Stored dataset items:
━━━━━━━━━━

PR #409, opened 2024-02-25
Update DevOps

tonimelisma:


tonimelisma:
Hey @davidbyttow, can you please review and approve this? I think you turned on mandatory reviews for merging and I can no longer push stuff personally without your help. Was that intentional?

I'm dropping macos from the test automation because the constantly changing homebrew libvips version is breaking the tests and making image reference tests useless (they're always passing).

I'm also personally getting issues with running the tests due to HEIF saving issues. If you can check if you get issues with running the tests that would be awesome.

davidbyttow (approved):

davidbyttow:
Not intentional. Will fix.  Thank you for this.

━━━━━━━━━━

_EXERCISE PROMPT_. The answer must be every line of the records above that holds the word "intentional".

_RESULT OF THIS EXERCISE_.
Hey @davidbyttow, can you please review and approve this? I think you turned on mandatory reviews for merging and I can no longer push stuff personally without your help. Was that intentional?
Not intentional. Will fix.  Thank you for this.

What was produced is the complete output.